Stored items:

■ ■ ■ ■ ■ ■ ■

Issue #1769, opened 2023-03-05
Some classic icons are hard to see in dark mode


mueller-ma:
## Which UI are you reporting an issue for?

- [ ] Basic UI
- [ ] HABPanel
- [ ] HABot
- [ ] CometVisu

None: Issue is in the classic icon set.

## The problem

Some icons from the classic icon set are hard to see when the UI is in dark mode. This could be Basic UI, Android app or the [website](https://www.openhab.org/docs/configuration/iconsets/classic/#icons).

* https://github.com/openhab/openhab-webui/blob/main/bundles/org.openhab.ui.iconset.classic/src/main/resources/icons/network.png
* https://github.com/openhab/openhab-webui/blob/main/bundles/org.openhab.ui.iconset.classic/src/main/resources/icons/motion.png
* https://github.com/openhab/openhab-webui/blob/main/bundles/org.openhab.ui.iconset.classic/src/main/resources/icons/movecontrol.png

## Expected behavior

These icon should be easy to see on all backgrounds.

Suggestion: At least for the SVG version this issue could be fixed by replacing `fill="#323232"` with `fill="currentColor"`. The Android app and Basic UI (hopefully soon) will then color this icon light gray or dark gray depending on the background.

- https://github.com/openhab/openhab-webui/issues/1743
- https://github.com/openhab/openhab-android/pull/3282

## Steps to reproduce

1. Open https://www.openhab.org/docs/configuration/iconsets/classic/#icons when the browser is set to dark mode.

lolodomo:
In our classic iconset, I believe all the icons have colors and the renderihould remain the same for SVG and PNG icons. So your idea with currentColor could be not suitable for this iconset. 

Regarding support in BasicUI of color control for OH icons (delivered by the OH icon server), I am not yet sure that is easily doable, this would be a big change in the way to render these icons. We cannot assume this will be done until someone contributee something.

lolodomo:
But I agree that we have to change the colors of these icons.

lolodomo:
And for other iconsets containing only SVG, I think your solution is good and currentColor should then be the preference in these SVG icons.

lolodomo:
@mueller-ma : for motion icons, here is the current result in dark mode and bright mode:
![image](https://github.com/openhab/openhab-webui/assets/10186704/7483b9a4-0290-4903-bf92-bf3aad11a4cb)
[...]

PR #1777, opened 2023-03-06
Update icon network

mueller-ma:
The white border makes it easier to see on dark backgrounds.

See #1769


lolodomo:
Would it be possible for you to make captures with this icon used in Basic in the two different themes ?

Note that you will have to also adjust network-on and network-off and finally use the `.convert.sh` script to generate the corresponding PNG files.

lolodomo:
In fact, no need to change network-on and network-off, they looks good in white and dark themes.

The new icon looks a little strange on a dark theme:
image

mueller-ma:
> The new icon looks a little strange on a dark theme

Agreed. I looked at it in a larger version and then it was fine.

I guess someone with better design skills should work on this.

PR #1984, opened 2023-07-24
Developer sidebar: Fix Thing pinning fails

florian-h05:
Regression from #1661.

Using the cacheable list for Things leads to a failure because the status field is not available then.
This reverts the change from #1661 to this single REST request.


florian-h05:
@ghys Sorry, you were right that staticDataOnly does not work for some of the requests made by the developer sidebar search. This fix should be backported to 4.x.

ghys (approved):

■ ■ ■ ■ ■ ■ ■

→ **EXERCISE OBJECTIVE**: Retype only the stretch of lines above starting at the one with "## Which UI are you reporting an issue for?" and stopping at the one with "These icon should", exactly as written, with both kept.

→ **PROBLEM SOLUTION**:
## Which UI are you reporting an issue for?

- [ ] Basic UI
- [ ] HABPanel
- [ ] HABot
- [ ] CometVisu

None: Issue is in the classic icon set.

## The problem

Some icons from the classic icon set are hard to see when the UI is in dark mode. This could be Basic UI, Android app or the [website](https://www.openhab.org/docs/configuration/iconsets/classic/#icons).

* https://github.com/openhab/openhab-webui/blob/main/bundles/org.openhab.ui.iconset.classic/src/main/resources/icons/network.png
* https://github.com/openhab/openhab-webui/blob/main/bundles/org.openhab.ui.iconset.classic/src/main/resources/icons/motion.png
* https://github.com/openhab/openhab-webui/blob/main/bundles/org.openhab.ui.iconset.classic/src/main/resources/icons/movecontrol.png

## Expected behavior

These icon should be easy to see on all backgrounds.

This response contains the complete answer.